Pichia pastoris is used as a common host for production of recombinant proteins. Gene expression is mostly controlled by the AOX promoter through methanol addition. The aim of this study was to investigate whether the generally applied methanol addition protocol is optimum and whether the expression in shake flasks can be improved by applying a different feeding scheme.

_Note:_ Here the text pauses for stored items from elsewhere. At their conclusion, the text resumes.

PR #15051, opened 2023-10-27
fix(protocol): fix 2 bridge bugs reported by Victor

dantaik:
Reported by Victor from QuillAudits:

1.  if message.to == etherVault bug, then message can call releaseEther to drain all Ether from the audit.

2. currently attacker can steal all tokens in the ERC20Vault through the same bug I mentioned, calling the onMessageRecalled which also has a constraint that shouldn't be called unless failed, currently through this bug that is not handled fully attacker is able to bypass this regardless and steal all tokens

### DIFF
--- a/packages/protocol/contracts/bridge/Bridge.sol
+++ b/packages/protocol/contracts/bridge/Bridge.sol
@@ -99,14 +99,15 @@ contract Bridge is EssentialContract, IBridge {
 
         if (message.to == address(0)) revert B_INVALID_TO();
         if (message.to == destBridge) revert B_INVALID_TO();
+        if (message.to == resolve(message.destChainId, "ether_vault", true)) {
+            revert B_INVALID_TO();
+        }
 
-        address etherVault = resolve("ether_vault", false);
-        if (message.to == etherVault) revert B_INVALID_TO();
         // Ensure the sent value matches the expected amount.
         uint256 expectedAmount = message.value + message.fee;
         if (expectedAmount != msg.value) revert B_INVALID_VALUE();
 
-        etherVault.sendEther(expectedAmount);
+        resolve("ether_vault", false).sendEther(expectedAmount);
 
         _message = message;
         // Configure message details and send signal to indicate message
--- a/packages/protocol/contracts/bridge/Bridge.sol
+++ b/packages/protocol/contracts/bridge/Bridge.sol
@@ -99,8 +99,8 @@ contract Bridge is EssentialContract, IBridge {
 
         if (
             message.to == address(0) || message.to == destBridge
-                || message.to == resolve(message.destChainId, "taiko", true)
                 || message.to == resolve(message.destChainId, "ether_vault", true)
+                || message.to == resolve(message.destChainId, "taiko", true)
         ) {
             revert B_INVALID_TO();
         }
--- a/packages/protocol/contracts/bridge/Bridge.sol
+++ b/packages/protocol/contracts/bridge/Bridge.sol
@@ -199,7 +199,7 @@ contract Bridge is EssentialContract, IBridge {
         // Process message differently based on the target address
         if (
             message.to == address(0) || message.to == address(this)
-                || message.to == ethVault || message.to == resolve("taiko", true)
+                || message.to == ethVault || message.to == resolve("taiko", false)
         ) {
             // Handle special addresses that don't require actual invocation but
             // mark message as DONE
--- a/packages/protocol/contracts/bridge/Bridge.sol
+++ b/packages/protocol/contracts/bridge/Bridge.sol
@@ -97,9 +97,11 @@ contract Bridge is EssentialContract, IBridge {
             revert B_INVALID_CHAINID();
         }
 
-        if (message.to == address(0)) revert B_INVALID_TO();
-        if (message.to == destBridge) revert B_INVALID_TO();
-        if (message.to == resolve(message.destChainId, "ether_vault", true)) {
+        if (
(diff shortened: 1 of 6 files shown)


packages/protocol/contracts/bridge/Bridge.sol
```diff
@@ -202,7 +207,10 @@ contract Bridge is EssentialContract, IBridge {
         uint256 refundAmount;
 
         // Process message differently based on the target address
-        if (message.to == address(this) || message.to == address(0)) {
+        if (
+            message.to == address(0) || message.to == address(this)
+                || message.to == ethVault || message.to == resolve("taiko", true)
```
Brechtpd, line 212: Is this only added here for messages that were already sent before adding the new checks? Just want to make sure I don't miss anything.

dantaik: Without this, we'd have to rely on all source AddressManagers to be configured correctly; with this, the Bridge is considered more secure.

Brechtpd (approved):

packages/protocol/contracts/bridge/Bridge.sol
```diff
@@ -97,8 +97,13 @@ contract Bridge is EssentialContract, IBridge {
             revert B_INVALID_CHAINID();
         }
 
-        if (message.to == address(0)) revert B_INVALID_TO();
-        if (message.to == destBridge) revert B_INVALID_TO();
+        if (
+            message.to == address(0) || message.to == destBridge
```
dantaik, line 101: @Brechtpd Here, maybe I can simply remove this if-statement.

Brechtpd: Ah yeah, that makes sense!

Brechtpd (approved):

davidtaikocha (approved):
LGTM, after merging this into `4844`, lets open another cherry-pick PR targeting to `contestable-zkrollup`?

packages/protocol/contracts/bridge/Bridge.sol
```diff
@@ -154,9 +149,23 @@ contract Bridge is EssentialContract, IBridge {
         bool support =
             message.from.supportsInterface(type(IRecallableSender).interfaceId);
         if (support) {
+            _ctx = Context({
+                msgHash: msgHash,
+                from: address(this),
+                srcChainId: message.srcChainId
+            });
```
Brechtpd, line 156: I guess for `onMessageRecalled` the context could simply be passed into the function because of the fixed function call, but makes sense to use the same mechanism as the normal call.

Brechtpd (approved):

packages/protocol/contracts/bridge/Bridge.sol
dantaik: Not sure I understand you correctly. I think vaults must call back to the Bridge through `context()` to make sure the onMessageCalled is not only called by bridge, but only called within the `recallMessage` function.

Brechtpd: Isn't that special case handled by having the `assert(message.from != address(this));` in the normal `_invokeMessageCall`? So the context from the bridge can only contain the bridge address itself for `recallMessage`?

Not suggesting any changes, but still interesting to know to make sure I fully understand things. :)

Brechtpd: Oh never mind, I see know why that can't work!

dantaik: In `sendMessage`, we have `_message.from = msg.sender;` this means message.from should never be "address(this)" -- so the assert will never be triggered.

 But a user can still specify `message.to` to a vault, and the `message.data= abi.encode(Vault.onMessageRecalled.selector, ...)`.  Since the vault trusts the Bridge -- its `recallMessage` function has a `onlyFromNamed("bridge")` modifier, the `onMessageRecalled` can be executed if the user process the message on the destination.

So any bridge-enabled app, all the current token vaults included, must verify that certain functions are not only callable by the bridge, but only by the bridge's processMessage or recallMessage function, not both.

dantaik: The security is so important, do you think we should set up a call to discuss about it?

dantaik:
> LGTM, after merging this into `4844`, lets open another cherry-pick PR targeting to `contestable-zkrollup`?

David, there are actually some outstanding issues with multi-hop bridging, and its not really easy to resolve soon.

packages/protocol/contracts/bridge/Bridge.sol
dantaik: Also, I realized some design assmptions are not valid for enabling the sharing of certain components, such as EtherVault, token vaults, signal service, the bridge, among multiple L2s. To truly make L2->L2 transfer of asset possible, there may be quite some changes... Still working on it.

Therefore we applied the recently described wireless on-line monitoring wireless system (SENBIT® which allows the application of standard sensors such as pH and pO2 in shake flasks [1]. Moreover, a sensitive sandwich hybridization technology was used for the quantitative analysis of the expression level for process relevant marker genes which to provide data about the physiological state of the cultures and hereby a better understanding of the microbial responses.

Results

The impact of the feeding protocol was studied in shake flask cultures of Pichia pastoris for recombinant collagen production with methanol as inducer and carbon source. On-line measurement of pO2 revealed that the standard methanol feeding protocol is not favourable. The culture is starved for long times for methanol and also oxygen may be depleted shortly after a methanol pulse. A fed-batch like feeding procedure was developed by applying a computer controlled micropump system for semi-continuous addition of methanol. As a result the amount of collagen was improved. Furthermore, also the expression of collagen prolyl 4-hydroxylase, a collagen modifying enzyme was strongly increased which resulted in collagen of higher stability. The improvement of the culture conditions with the new feeding protocol were verified by semi-quantitative analysis of different cellular mRNAs.

Conclusion

Regular feeding of small amounts of methanol in a semi-continuous way improves the behaviour of recombinant cultures of Pichia pastoris and increased the amount and quality of collagen in our study. We propose that this method is generally favourable for the optimisation of gene expression in Pichia pastoris shake flask cultures.

References

  1. Vasala A, Panula J, Bollok M, Illman L, Hälsig C, Neubauer P: A new wireless system for decentralised measurement of physiological parameters from shake flasks. Microb Cell Fact. 2006, 5: 8- 10.1186/1475-2859-5-8.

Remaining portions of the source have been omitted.